Nymphéas Noirs par Michel Bussi

Secret versus Mystère

Je pratique le Kendo. L’une des partie d’un cours est le geiko. Le geiko est une forme de combat sans arbitrages ou les deux partenaires-adversaires (aite en japonnais) se rencontre et se mettent d’accord pour reconnaitre la fin d’un échange. Un échange, une passe d’arme se termine toujours par ippon (un point marqué), aiuchi (point simultanée) hikiwake (match nul). Je rencontre deux types d’aite. Ceux à secrets et ceux à mystères. Les adversaires à secret prépare mentalement et physiquement un terrain fait de cachoterie et de secret. Quand il marque ippon, c’est souvent spectaculaire et vous laisse un sentiment de frustration. Les partenaires à mystère, sont complétement et totalement attentif à votre personne, ils sont avec vous. Lorsqu’il marque un ippon, c’est qu’il ont senti l’ouverture que vous aviez laissé. Ces personne là vous laisse alors un sentiment de joie, car vous avez appris sur vous même. De même il y a des romancier.e.s a secrets et des romancier.e.s à mystère. Un.e romancier.e à secret, joue avec vous, joue avec votre impatience, vous met des fausses pistes, de l’action, détourne votre attention, vous perd un peu. La révélation finale et sa construction vers cette révélation, sont plus important pour lui que la profondeur des personnages. Bien souvent on accélère sa lecture pour arriver à la fin, à la révélation. Elle est souvent spectaculaire et nous arrache un waouh, cependant elle me laisse quand un sentiment de frustration. Un.e romancier.e à mystère, ayant donné naissance à des personnages, ces derniers finissent par prendre possession de l’écrivain et il s’impose alors à lui. ‘écrivain doit s’abandonner à ses personnages. Pour nous lecteur ont vit une expérience avec des personnages que l’on n’a pas envie de quitter, on ralentis sa lecture pour rester le plus longtemps possible avec eux. La fin nous laisse un sentiment de joie et comme une nouvelle connaissance de soi même. Pour moi Franck Herbert, Anne Vassivière, Fred Vargas, Flaubert, Tolstoï, Proust sont des romanciers à mystères.

Et Michel Bussi

Et bien voilà où je voulais en venir avec Nymphéas noirs de Michel Bussi, je me suis retrouver typiquement dans un roman à secret. La fin est spectaculaire, on s’est bien fait avoir en tant que lecteur, mais je n’ai pas eu la sensation de vivre avec de vrais personnages. et cela me laisse un grand sentiment de frustration. L’écrivain est bon, mais il n’est pas ce que j’attends d’un écrivain, d’une écrivaine.

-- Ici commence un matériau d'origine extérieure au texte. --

PR #47, opened 2018-12-05
Add support for mariadb:// and DBD::MariaDB

jhthorsen:
I'm not entirely sure if there should be a Mojo::MariaDB or if I could add support for MariaDB directly into Mojo::mysql.

Keeping this PR open for input from the public for now.

### DIFF
--- a/lib/Mojo/mysql.pm
+++ b/lib/Mojo/mysql.pm
@@ -25,7 +25,7 @@ has migrations => sub {
 };
 
 has options => sub {
-  my $self = shift;
+  my $self    = shift;
   my $options = {AutoCommit => 1, AutoInactiveDestroy => 1, PrintError => 0, RaiseError => 1};
   $options->{mysql_enable_utf8} = 1 if $self->dsn =~ m!^dbi:mysql:!;
   return $options;
@@ -68,6 +68,10 @@ sub from_string {
   my $url = UNIVERSAL::isa($str, 'Mojo::URL') ? $str : Mojo::URL->new($str);
   croak qq{Invalid MySQL/MariaDB connection string "$str"} unless $url->protocol =~ m!^(mariadb|mysql)$!;
   my $dsn = $url->protocol eq 'mariadb' ? 'dbi:MariaDB' : 'dbi:mysql';
+
+  # https://github.com/jhthorsen/mojo-mysql/pull/47
+  die "DBD::MariaDB 1.21 is required for Mojo::mysql to work properly"
+    if $dsn eq 'dbi:MariaDB' and !eval 'use DBD::MariaDB 1.21;1';
 
   # Database
   $dsn .= ':dbname=' . $url->path->parts->[0] if defined $url->path->parts->[0];
@@ -473,8 +477,8 @@ This method is EXPERIMENTAL and could be removed in future releases.
 Construct a new L<Mojo::mysql> object either from L</ATTRIBUTES> and or parse
 connection string with L</"from_string"> if necessary.
 
-Using the "mariadb" scheme requires the optional module L<DBD::MariaDB> to be
-installed.
+Using the "mariadb" scheme requires the optional module L<DBD::MariaDB> version
+1.21 (or later) to be installed.
 
 =head2 strict_mode
 
--- a/lib/Mojo/mysql.pm
+++ b/lib/Mojo/mysql.pm
@@ -96,14 +96,6 @@ sub from_string {
   return $self;
 }
 
-sub handle_attr {
-  my ($self, $handle) = (shift, shift);
-  my $key = $self->dsn =~ m!^dbi:(\w+):! ? lc "$1_$_[0]" : "mysql_$_[0]";
-  return $handle->{$key} if @_ == 1;
-  $handle->{$key} = $_[1];
-  $handle;
-}
-
 sub new {
   @_ > 2 || ref $_[-1] eq 'HASH' ? shift->SUPER::new(@_) : shift->SUPER::new->from_string(@_);
 }
@@ -114,6 +106,14 @@ sub strict_mode {
   warn "[Mojo::mysql] strict_mode($self->{strict_mode})\n" if $ENV{DBI_TRACE};
   $self->close_idle_connections;
   return $self;
+}
+
+sub _dbi_attr {
+  my ($self, $handle) = (shift, shift);
+  my $key = $self->dsn =~ m!^dbi:(\w+):! ? lc "$1_$_[0]" : "mysql_$_[0]";
+  return $handle->{$key} if @_ == 1;
+  $handle->{$key} = $_[1];
+  $handle;
 }
 
 sub _dequeue {
@@ -127,7 +127,7 @@ sub _dequeue {
   # especially once he discovers that DBD::mysql randomly reconnects under
   # you, silently, but only if certain env vars are set
   # hint: force-set mysql_auto_reconnect or whatever it's called to 0
-  $self->handle_attr($dbh, auto_reconnect => 0);
+  $self->_dbi_attr($dbh, auto_reconnect => 0);
 
   # Maintain Commits with Mojo::mysql::Transaction
   $dbh->{AutoCommit} = 1;
@@ -457,14 +457,6 @@ Parse configuration from connection string.
 
   # Username, database and additional options
   $mysql->from_string('mysql://batman@/db5?PrintError=1&RaiseError=0');
-
-=head2 handle_attr
-
-  $value = $self->handle_attr($dbh, "thread_id");
-  $value = $self->handle_attr($sth, "client_found_rows");
-  $self->handle_attr($sth, "client_found_rows");
-
-This method is EXPERIMENTAL and could be removed in future releases.
 
 =head2 new
 
--- a/lib/Mojo/mysql.pm
+++ b/lib/Mojo/mysql.pm
@@ -76,7 +76,7 @@ sub from_string {
   if (my $host = $url->host) { $dsn .= file_name_is_absolute($host) ? ";mysql_socket=$host" : ";host=$host" }
   if (my $port = $url->port) { $dsn .= ";port=$port" }
 
-  # Need to set the dsn before settings options
+  # Need to set the dsn before reading options
   $self->dsn($dsn);
 
   # Username and password
@@ -151,7 +151,7 @@ sub _set_strict_mode {
 
 =head1 NAME
 
-Mojo::mysql - Mojolicious and Async MySQL and MariaDB
+Mojo::mysql - Mojolicious and Async MySQL/MariaDB
 
 =head1 SYNOPSIS
 
@@ -165,7 +165,7 @@ Mojo::mysql - Mojolicious and Async MySQL and MariaDB
   # MySQL >= 8.0:
   my $mysql = Mojo::mysql->strict_mode('mysql://username:password@hostname/test;mysql_ssl=1');
 
-  # Connect to MariaDB instead of mysql
+  # Use DBD::MariaDB instead of DBD::mysql
   my $mysql = Mojo::mysql->strict_mode('mariadb://username@/test');
 
   # Create a table
@@ -234,9 +234,14 @@ Mojo::mysql - Mojolicious and Async MySQL and MariaDB
 
 =head1 DESCRIPTION
 
-L<Mojo::mysql> is a tiny wrapper around L<DBD::mysql> that makes
-L<MySQL|http://www.mysql.org> and L<MariaDB|https://mariadb.org/> a lot of fun
-to use with the L<Mojolicious|http://mojolicio.us> real-time web framework.
+L<Mojo::mysql> is a tiny wrapper around L<DBD::mysql> and L<DBD::MariaDB> that
+makes L<MySQL|http://www.mysql.org> and L<MariaDB|https://mariadb.org/> a lot
+of fun to use with the L<Mojolicious|http://mojolicio.us> real-time web
+framework.
+
+The two DBD drivers are compatible with both MySQL and MariaDB, but they offer
+different L</options>. L<DBD::MariaDB> should have better unicode support
+though and might become the default in the future.
 
 Database and handles are cached automatically, so they can be reused
 transparently to increase performance. And you can handle connection timeouts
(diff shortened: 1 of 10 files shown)


Grinnz:
To be clear: DBD::mysql and DBD::MariaDB both support both mysql and mariadb. The naming is unfortunate but DBD::MariaDB is just a fork with fixes including the fix to unicode handling which was briefly in DBD::mysql 4.042.

Grinnz:
Because of that I think it would be (further) confusing to indicate that one needs to use DBD::MariaDB to connect to MariaDB and vice versa.

jhthorsen:
@Grinnz: Thanks for the input!

The reason I'm holding this back is that I'm not sure if there are any drawbacks or noticeable slow downs in this PR.

I'm also unsure if it's a good idea to have DBD::MariaDB optional and DBD::mysql mandatory.

jhthorsen:
@Grinnz: Thumbs up or down on the PR?

Grinnz:
For my opinion: Mojo::mysql should just use DBD::MariaDB only for the same reason it was updated to require DBD::mysql 4.042. But there is the risk of someone relying on DBD::mysql's brokenness after the fix was reverted there.

jhthorsen:
That is interesting... I think maybe I could merge this with an additional warning if someone connects with "mysql://" and let the user know that DBD::MariaDB will be the default driver and then remove `handle_attr()` completely in the future.

Grinnz:
For the PR as is: the only issue I have is in the documentation, saying things like "# Connect to MariaDB instead of mysql" is inaccurate because either driver can (and often is) used for either database.

lib/Mojo/mysql.pm
```diff
@@ -453,16 +452,28 @@ Parse configuration from connection string.
...
   my $mysql = Mojo::mysql->new;
   my $mysql = Mojo::mysql->new(%attrs);
   my $mysql = Mojo::mysql->new(\%attrs);
   my $mysql = Mojo::mysql->new('mysql://user@/test');
+  my $mysql = Mojo::mysql->new('mariadb://user@/test');
 
 Construct a new L<Mojo::mysql> object either from L</ATTRIBUTES> and or parse
 connection string with L</"from_string"> if necessary.
 
+Connecting to MariaDB requires the optional module L<DBD::MariaDB> to be
```
Grinnz: And the other one being here.

Tekki:
That DBD::MariaDB starts with version 1 out of nothing shows a lot of self-confidence, but does anyone of you know how reliable this module is?
Making it more complicated: You can connect with DBD::mysql to all versions of MariaDB, but you only can connect to MySQL 8 if it was built with libmysqlclient-dev (and not libmariadbclient-dev). Did someone try DBD::MariaDB with MySQL 8?

Grinnz:
I can understand the skepticism without the context of the months of discussions and mostly silence on the list, but it is being maintained and supported by GoodData, far more actively than DBD::mysql has been in ten years; its 1.0 immediately solves my problems with unicode data; after working around DBD::mysql's fundamental unfixed issues forever that is enough for me.

Tekki:
Checked the repo now (should have done this before), there are hundreds of commits since 1.0, just they didn't yet publish a new version. If it solves unicode and other problems, we should have a way to support it.
~~How do we handle this in the tests if someone has installed DBD::MariaDB instead of DBD::mysql?~~

jhthorsen:
@Tekki: I've rewritten all the tests so they work with both drivers. You can try yourself with `TEST_ONLINE=mariadb://root@/test` or something.

Grinnz:
They just did a new release finally: https://metacpan.org/release/PALI/DBD-MariaDB-1.10 :tada:

jhthorsen:
I can't figure this out... I'm running the two commands below, but DBD::MariaDB complains a lot about:

> DBI::db=HASH(0x7fb219bace88)->disconnect invalidates 5 active statement handles (either destroy statement handles or call finish on them before disconnecting) at DBI.pm line 758.

```
TEST_PUBSUB=1 TEST_FOR=500 TEST_ONLINE=mysql://root@/test prove -lj4
TEST_PUBSUB=1 TEST_FOR=500 TEST_ONLINE=mariadb://root@/test prove -lj4
```

DBD::mysql on the other hand seems quite happy.

Versions installed:

* DBI 1.642
* DBD::mysql 4.049
* DBD::MariaDB 1.10 

Any ideas?

Do you know what this means @gooddata?

Tekki:
This was one of the next entries on my list. Still have some troubles to get the tests running.
I'm trying to prepare Docker images for the tests and I think we should test MySQL with DBD::mysql built with the libraries from MySQL and test MariaDB with DBD::MariaDB built with their libraries. And not mix them.
We still have DBD::mysql in Database.pm and in the cpanfile for example. When I correct this async_query_in_flight.t doesn't exit anymore.
I'll add the link to Dockerhub as soon as I think the image is usable (at the moment it is not).

Grinnz:
There's no reason to `use DBD::mysql;` as it will be automatically used by DBI when connecting.

Tekki:
[Here](https://hub.docker.com/r/tekki/mojolicious) is the Docker image. We need the tags `mariadb` and `mysql`. Copy the call to `prove` into a script, then:
```
docker container run --rm -v "$(pwd):/usr/src/app" tekki/mojolicious:mariadb ./mariadb_tests.pl
docker container run --rm -v "$(pwd):/usr/src/app" tekki/mojolicious:mysql ./mysql_tests.pl
```
But of course we get the same '...->disconnect invalidates...' warnings.
Attention: it is intended that the container processes the cpanfile on startup. I've commented this code block out for the moment, but it will be active again.

@Grinnz DBD::mysql is probably a regex replace from Mojo::Pg::Database.

@jhthorsen the problem mentioned above with the async tests was a simple error on my side (wrong IP address). As we have already seen with the failing connection to MySQL 8 these test don't produce errors, but hang forever if something doesn't work. Is there a chance that we can move them to the bottom, for example by renaming them to 'z_async...'?

jhthorsen:
@Tekki: The MySQL 8 issues sounds unrelated to this PR. Can you open a separate issue?

Tekki:
When do you plan to add this feature?
Don't forget that DBD::mysql is no longer a requirement (cpanfile).

jhthorsen:
The initial release will probably keep DBD::mysql as a requirement, because of https://github.com/jhthorsen/mojo-mysql/pull/47/files#diff-e06f03e15d5fd50a7f3927cd435d6e03R471

I can't merge this until I figure out https://github.com/jhthorsen/mojo-mysql/pull/47#issuecomment-448095164. Note however that it's not currently something I'm working actively on. Help is most certainly appreciated!

Tekki:
Asked for help at the Zurich Perl Meetup.
From people using Oracle I was told that they know the 'active statement handles' warning. It appears because DBI leaves open a handle as long as it expects that more data is going to read from it and in some cases this is too long.
I've looked around in the code and have no idea why we have this difference between the MySQL and the MariaDB module. For example DBD::mysql::st and DBD::MariaDB::st look the same. A very simple test where we get this warning is t/crud.t, and here DBD::MariaDB complains about 15 active handles.
Maybe we should ask @pali.

pali:
@Tekki do you have reproducer for this issue?

Tekki:
@pali The simplest way I found to reproduce it is the following:
```
#!/usr/bin/env perl
use Mojo::Base -strict;
use lib 'lib';
use Mojo::mysql;

my $mysql = Mojo::mysql->new($ENV{TEST_ONLINE});
my $db    = $mysql->db;
$db->query(
  'create table if not exists crud_test (
     id   serial primary key,
     name text
   )'
);

$db->insert('crud_test', {name => 'foo'});
my $result = $db->select('crud_test')->hashes->to_array;
END {$db and $db->query('drop table if exists crud_test');}
```
Taking the code from this PR,
```
$ export TEST_ONLINE='mysql://testuser:somepassword@somehost/test' && ./testscript.pl
```
produces no output, on the other hand:
```
$ export TEST_ONLINE='mariadb://testuser:somepassword@somehost/test' && ./testscript.pl
DBI::db=HASH(0x7ffff7c490d0)->disconnect invalidates 1 active statement handle...
```
The problem is with the `END` block.

pali:
Are you able to create a reproducer with only DBD::MariaDB module (i.e. without Mojo::Base and Mojo::mysql)? Because in your example are more layers and problem can be on any of them. And debugging all Mojo, DBI and DBD::MariaDB together is just hard.

jhthorsen:
Maybe you can modify/copy this test: https://github.com/jhthorsen/mojo-mysql/blob/master/t/test-dbi-async.t

Tekki:
@jhthorsen We don't need any async code, my script is the beginning and ending of crud.t without the test commands and even here we get the warning. Pali asks for an example that directly uses DBD::MariaDB.

janchochol:
I think, that change in behavior of ``DBD::MariaDB`` was introduced in https://github.com/gooddata/DBD-MariaDB/commit/ea8685409ac67f4c3fe235f38b53c39fcfd68e0c.
It can be fixed on mojo side by:
```diff
diff --git a/lib/Mojo/mysql/Results.pm b/lib/Mojo/mysql/Results.pm
index 5fbaaaf..e3bfc5f 100644
--- a/lib/Mojo/mysql/Results.pm
+++ b/lib/Mojo/mysql/Results.pm
@@ -75,6 +75,7 @@ sub _expand {
 sub DESTROY {
   my $self = shift;
   return unless my $db = $self->{db} and my $sth = $self->{sth};
+  $sth->finish;
   push @{$db->{done_sth}}, $sth;
 }
```

But according to ``DBI`` help documentation:
> When all the data has been fetched from a SELECT statement, the driver will automatically call finish for you. So you should not call it explicitly except when you know that you've not fetched all the data from a statement handle and the handle won't be destroyed soon.

So the change is problematic, but without it, it is not possible to get attributes in some case (it is too soon before ``fetchall*``, but too late after ``fetchall*``).

We must think about correct fix (cc @pali).

Tekki:
This change in Results.pm doesn't solve all the problems, instead there are new warnings about '...results for the wrong handle...' in database.t. Even if we surround it with `eval { $sth->finish; };` there is one remaining open handle in database.t, pubsub.t and results_methods.t.

janchochol:
That is only temporary workaround (sorry for not being clear) - we must fix it ``DBD::MariaDB`` as it goes against ``DBI`` specification.

Tekki:
I've understood it this way. Just jhthorsen will not merge this PR as long as we get any warnings. So I think we will wait until DBD::MariaDB gets updated.

pali:
@Tekki: I looked at it and I have prepared some fixes. But still I would like to include test for this problem to mimics mojo-mysql behavior.

pali:
I created pull request https://github.com/gooddata/DBD-MariaDB/pull/129 for DBD::MariaDB with a proposed fix for this problem. Still I would like to see a test which uses just DBD::MariaDB and similate problem described in this issue. Otherwise there is no proof that problem is really in DBD::MariaDB and not in combination DBD::mysql with mojo-mysql.

Tekki:
@pali, try this one:
```
#! /usr/bin/env perl
use strict;
use warnings;

use DBI;

my $dbh = DBI->connect(split /--/, $ENV{TEST_DB});
  
my $sth = $dbh->prepare('select * from mojo_json_test');
$sth->execute or die $dbh->errstr;
print $sth->rows. " rows found.\n";
while (my $ref = $sth->fetchrow_hashref) {
    print "Found a row: id = $ref->{'id'}, name = $ref->{'name'}\n";
}

END {
  $sth->finish;
}
```
Warns with 'DBD::MariaDB disconnect_all: 1 database handlers were not released'.

pali:
@Tekki Pull request https://github.com/gooddata/DBD-MariaDB/pull/129 fixes problem that `$sth->finish` is not needed to call after fetching all rows (i.e. when `$sth->fetchrow_hashref` returns undef then $sth->fetchrow_hashref is not needed to call).

But your above example discovered two new and totally different problems:

1) If you remove `die` and `mojo_json_test` table does not exist then `$sth->rows` returns 18446744073709551615 instead of -1 (unknown number of rows / error)

2) When `$sth` is referenced in `END` block then DBI or Perl first destroy `$dbh` and later `$sth`. And when DBI calls DBD::MariaDB's `disconnect_all` then for unknown reasons driver's `ChildHandles` is empty even when there some `$dbh`s active...

First one is bug in DBD::MariaDB which should be easy to fix. Second one seems to be a problem in DBI (or maybe Perl itself) and seems it is DBI driver independent.

pali:
As a workaround for 2) you can call `$dbh->disconnect` after `$sth->finish`.

Tekki:
I've written this script because I tried to reproduce the warning in a simple way, but I don't know enough about the internals of Mojo::mysql to really find its cause. There is no warning with a DBI::mysql URL in $ENV{TEST_DB}, so I'm not sure about your point 2).
The 184... in 1) looks like a mismatch between signed and unsigned integers:
18446744073709551615 - 2^64 = -1

pali:
> There is no warning with a DBI::mysql URL in $ENV{TEST_DB}, so I'm not sure about your point 2).

That is because DBD::mysql does not implement `disconnect_all` method. So it never throw any such warning.

> The 184... in 1) looks like a mismatch between signed and unsigned integers:
18446744073709551615 - 2^64 = -1

Yes, mysql server returns 64bit unsigned integer and maximal value means error.

pali:
Fix for `$sth->rows` is there: https://github.com/gooddata/DBD-MariaDB/pull/130

pali:
Fix for `disconnect_all` is there: https://github.com/gooddata/DBD-MariaDB/pull/131

It is just fix for DBD::MariaDB driver. Instead of `ChildHandles`, DBD::MariaDB now tracks own list of child handles in own double linked list C structure.

In future, please report DBD::MariaDB related bugs to our bug tracker:
https://github.com/gooddata/DBD-MariaDB/issues

choroba:
Can anyone verify the fix in DBD::MariaDB solved the issue? Thanks.

Tekki:
@pali @choroba: No more warnings when I run the tests with the most recent version of DBD::MariaDB from Github.
But the following doesn't work:
```
use Mojo::Base -strict;
use Test::More;

plan skip_all => 'TEST_ONLINE=mysql://root@/test' unless $ENV{TEST_ONLINE};

use Mojo::mysql;

my $mysql = Mojo::mysql->new($ENV{TEST_ONLINE});

note 'One';
my $db = $mysql->db;
is 1, 1;

note 'Two';
$db->disconnect;
is 2, 2;

note 'Three';
$db = $mysql->db;
is 3, 3;

done_testing;
```
Returns:
```
# One
ok 1
# Two
ok 2
# Three
All 2 subtests passed
```
Seems I have to open an issue on DBD::MariaDB.

choroba:
Please do. If you could reproduce the issue without the Mojo wrappings it would be the best :-)

Tekki:
[Here](https://github.com/gooddata/DBD-MariaDB/issues/137) is the issue on DBD::MariaDB.

Tekki:
@jhthorsen the developers at Gooddata found out that this is an issue with libmysqlclient-dev.

Tekki:
With DBD::MariaDB 1.21 everything looks fine on different versions of MySQL and MariaDB. Tested with libmysqlclient-dev 8.0.15.

jhthorsen:
I think I've covered all the issues mentioned in this PR. If not, then please open new issues.

Thanks for all the help to everyone involved!

jhthorsen:
I think I've covered all the issues mentioned in this PR. If not, then please open new issues.

Thanks for all the help to everyone involved!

La citation qui aurait pu me faire arrêter

« …Le roman était même suffisamment bien fichu pour penser qu’au final, c’était le chat l’assassin pour qu’on puisse penser qu’au final, c’était le chat l’assassin. bon, je ne vais pas gâcher votre plaisir, je ne vous dévoile pas la fin, vous le lirez, si vous en avez l’occasion… C’était juste pour vous expliquer ce que j’ai l’intention de faire : devenir un témoin de cette affaire aussi insoupçonnable que le chat de mon manoir. » Je n’aime pas qu’un auteur s’adresse à son lecteur, cela me fait sortir. Comme au théâtre je n’aime pas les acteurs qui font des clins d’œil au spectateur.